The Valley is flat, under a constant cloud of dust, smog, pesticides, and smoke. The smog is from Bay Area traffic carried in by the wind, the pesticides from the millions of pounds of chemicals poured onto the land every year, the smoke from the wildfires that burn to the north and get trapped in the Valley, pushed to the ground by the heat. The cloud is kept there by the Sierra Nevada to the east, the Coast Ranges to the west, and the Tehachapi Mountains to the south, which the Fresno-based writer Mark Arax calls “our Mason-Dixon Line,” because it marks the Valley’s physical and psychological separation from the cosmopolitan culture of Southern California and Los Angeles. The city of Bakersfield and the area around it, on the southern edge of the Valley, has the worst air quality in the United States.

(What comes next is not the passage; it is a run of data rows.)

PR #934, opened 2021-12-09
Add original data download link and pre-process code for FedBN

MeiruiJiang:
- Update readme with download link
- Add data preprocess file in utils

### DIFF
--- a/baselines/flwr_baselines/experiments/fedbn_convergence_rate/README.md
+++ b/baselines/flwr_baselines/experiments/fedbn_convergence_rate/README.md
@@ -33,6 +33,8 @@ A more detailed explanation of the datasets is given in the following table.
 The Research team from the [FedBN paper](https://arxiv.org/pdf/2102.07623.pdf) prepared a pre-processed dataset on their GitHub repository that is available [here](https://github.com/med-air/FedBN). Please download their data, save it in a `/data` directory and unzip afterward. 
 The training data contains only 7438 samples and is split into 10 files but only one file is used for **FedBN: Convergence Rate** baseline. Therefore, 743 samples are used for the local training. 
 
+For the original data, please find the download link in FedBN Github repository [here](https://github.com/med-air/FedBN). After downloading the data, save it in a `/data` directory and unzip afterward. Please refer to `utils/data_preprocess.py` to process the original data.
+
 ## Training Setup ##
 
 ### CNN Architecture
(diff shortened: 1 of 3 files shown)


jafermarq:
Thank you for adding this. Certainly the `data_preprocessing.py` seems needed to run the FedBN example. Could you add maybe a simple script that downloads and extracts MNIST and SVHN into the `data/` directory (maybe even creates it). Then the user can simply download the other three datasets following the GDrive links. 

also probably you want to update the `project.toml` to include the dependencies added in your `data_preprocessing.py` (It seems Matplotlib is not needed)

jafermarq:
Also, it might be useful if in addition to the `data_preprocessing.py` script we could have a "data_download" script that downloads all the original MNIST, MNIST_M, SVHN, SynthDigits and USPS datasets. Then, `data_preprocessing.py` could be expanded to also create the partitions for each dataset. This would make the FedBN baseline code in Flower fully self-contained.

MeiruiJiang:
> Also, it might be useful if in addition to the `data_preprocessing.py` script we could have a "data_download" script that downloads all the original MNIST, MNIST_M, SVHN, SynthDigits and USPS datasets. Then, `data_preprocessing.py` could be expanded to also create the partitions for each dataset. This would make the FedBN baseline code in Flower fully self-contained.

Hi Javier,
Many thanks for  your suggestions, I have updated and made a new commit including the data download script, please check~

MeiruiJiang:
> Thank you for adding this. Adding the `data_preprocessing.py` script would require you to update the `project.toml` to include the dependencies added (`sklearn` and `scipy`) in your `data_preprocessing.py` (It seems Matplotlib is not needed).

I am not familiar with the toml regulations, would you mind giving some guides on how to include the right dependencies? I am not sure how to insert and which version should be used.

mariaboerner1987:
> > Thank you for adding this. Adding the `data_preprocessing.py` script would require you to update the `project.toml` to include the dependencies added (`sklearn` and `scipy`) in your `data_preprocessing.py` (It seems Matplotlib is not needed).
> 
> I am not familiar with the toml regulations, would you mind giving some guides on how to include the right dependencies? I am not sure how to insert and which version should be used.

Hi @MeiruiJiang ,
thank you for your contribution. I will have a look and also modify the` pyproject.toml` file. 
FYI @jafermarq (and also thanks for having a first look into it)

mariaboerner1987:
@danieljanes can you please merge this PR to my baseline branch

PR #2270, opened 2023-08-31
Add Spanish translation to docs

jafermarq:
My attempt at getting docs translated.


charlesbvll:
@jafermarq I added the Spanish flag to the website with the correct link and made a few necessary changes, I think this PR is ready now! (I will let you mark it as ready if you think so as well)

jafermarq:
Many thanks! @charlesbvll , I'll review the translations and update them before going ahead.

charlesbvll (approved):

PR #2291, opened 2023-09-05
Add new wheel building job and use it in E2E tests

charlesbvll:
### Description

Currently we have to test the wheels manually, which is slow and inefficient.

### Related issues/PRs

N/A

### Explanation

We could build the wheel and use it for the E2E tests.

### Checklist

- [x] Make CI checks pass

### Any other comments?

N/A


.github/workflows/e2e.yml
```diff
@@ -12,9 +12,36 @@ env:
...
+      - name: Upload wheel
+        id: upload
+        env:
+          AWS_DEFAULT_REGION: ${{ secrets. AWS_DEFAULT_REGION }}
+          AWS_ACCESS_KEY_ID: ${{ secrets.AWS_ACCESS_KEY_ID }}
+          AWS_SECRET_ACCESS_KEY: ${{ secrets. AWS_SECRET_ACCESS_KEY }}
+        run: |
+          cd ./dist
+          echo "WHL_PATH=$(ls *.whl)" >> "$GITHUB_OUTPUT"
+          aws s3 cp --content-disposition "attachment" --cache-control "no-cache" ./ s3://artifact.flower.dev/py/${{ github.event.number }}/${{ github.sha }} --recursive
```
tanertopal, line 37: Does `github.event.number` correspond to the GitHub PR number? What is the value when merging a PR into the `main` branch?

I am thinking about life cycle policies on S3, and it would be easier if we could just give it a top-level path like

* `s3://artifact.flower.dev/py/pr/....` to clean up after a while.

Instead of `github.event.number` we could also use `github.ref_name`, which would be just the branch name and should work the same in PR's and the `main` branch.

That being that it would be nice to have everything in main under:

* `s3://artifact.flower.dev/py/main/...`

So that each wheel built on the main branch can be found as:

* `s3://artifact.flower.dev/py/main/SHORT_SHA/flwr....whl`

Wdyt?

charlesbvll: I do agree that it's better to use the branch name instead of the PR number, it was the initial approach, but I thought it would make it more complicated for cleaning. I will make the change! 
I will also try to use the short SHA

tanertopal (approved):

Measured by yearly production, the San Joaquin Valley is one of the highest-value stretches of farmland in the country, and is dominated by large growers who preside over a labor force of migrant workers in a way that has not changed much since Carey McWilliams described it in his 1939 book, Factories in the Fields. Arax likens it to a Central American country. “It’s the poorest part of California,” he told me. “There’s almost no middle class. To find its equivalent in the United States you’d have to go to Appalachia or the borderlands of Texas.”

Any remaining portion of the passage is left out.